In the example below, we reduce the original 180x215
pixel image (38,700 pixels in total) to a coreset approximately 20% of this size.
(Left) original image.
(Centre) 8,000 coreset points chosen using Stein kernel herding, with point size a
function of weight.
(Right) 8,000 points chosen randomly.
Run `examples/david_map_reduce_weighted.py` to replicate.

![](https://raw.githubusercontent.com/gchq/coreax/main/examples/data/david_coreset.png)

### Video event detection

Here we identify representative frames such that most of the
useful information in a video is preserved.
Run `examples/pounce.py` to replicate.

| Original | Coreset |
|:------------------------------------------------------------------------:|:--------------------------------------------------------------------------------:|
| ![](https://raw.githubusercontent.com/gchq/coreax/main/examples/pounce/pounce.gif) | ![](https://raw.githubusercontent.com/gchq/coreax/main/examples/pounce/pounce_coreset.gif) |

# Setup

Install Coreax from PyPI by adding `coreax` to your project dependencies or running
```shell
pip install coreax
```

Coreax uses JAX. It installs the CPU version by default, but if you have a GPU or TPU,
see the
[JAX installation instructions](https://jax.readthedocs.io/en/latest/installation.html)
for options available to take advantage of the power of your system. For example, if you
have an NVIDIA GPU on Linux, add `jax[cuda12]` to your project dependencies or run
```shell
pip install jax[cuda12]
```

There are optional sets of additional dependencies:
* `coreax[test]` is required to run the tests;
* `coreax[example]` contains all dependencies for the example scripts;
* `coreax[benchmark]` is required to run benchmarking;
* `coreax[doc]` is for compiling the Sphinx documentation;
* `coreax[dev]` includes all tools and packages a developer of Coreax might need.

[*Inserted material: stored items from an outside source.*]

PR #29, opened 2023-01-17
use cases v3

markus2330:
Here one layer is removed (animals), so we are again at the same number of layers. :wink: 

This is probably still not the final version. But better to find all problems now.


README.md
```diff
@@ -9,51 +9,50 @@ PermaplanT is an app for
...
+  - what is seasonal
+  - increasing diversity
 
 ## Main Features
 
 - users can have any number of maps
 - users can work on the same map together
 - maps have a fixed number of layers (see below)
-- undo/redo
+- undo/redo within current session for changes in the map
```
buenaflor, line 31: Is this managed locally in the frontend? I assume sessions start when a user visits the website and ends when the user leaves the website

buenaflor (approved):

README.md
markus2330: I wrote it because I thought it is easier for you to implement. It is also like how I understood what you originally wrote in undo_redo usecase.

From user perspective best would be to be able to undo/redo everything in the last month. But this makes the database quite complicated. But if you know an easy solution, Yvonne would be happy.

PR #32, opened 2023-01-22
Use cases v4

markus2330:


markus2330:
Cookies is not a must, let us see if the static URL idea even works. If you know "no cookies" and/or static URL doesn't work, please say so. Otherwise we will talk about it in the next meeting anyway.

markus2330:
Should be okay now.

aidnurs (approved):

Note that the `test` and `dev` dependencies include `opencv-python-headless`, which is
the headless version of OpenCV and is incompatible with other versions of OpenCV. If you
wish to use an alternative version, remove `opencv-python-headless` and select an
alternative from the
[OpenCV documentation](https://pypi.org/project/opencv-python-headless/).

Should the installation of Coreax fail, you can see the versions used by the Coreax
development team in `uv.lock`. You can transfer these to your own project as follows.
First, [install UV](https://docs.astral.sh/uv/getting-started/installation/). Then,
clone the repo from [GitHub](https://github.com/gchq/coreax). Next, run
```shell
uv export --format requirements-txt
```
which will generate a `requirements.txt`. Install this in your own project before trying
to install Coreax itself,
```shell
pip install -r requirements.txt
pip install coreax
```

# Release cycle

We anticipate two release types: feature releases and security releases. Security
releases will be issued as needed in accordance with the
[security policy](https://github.com/gchq/coreax/security/policy). Feature releases will
be issued as appropriate, dependent on the feature pipeline and development priorities.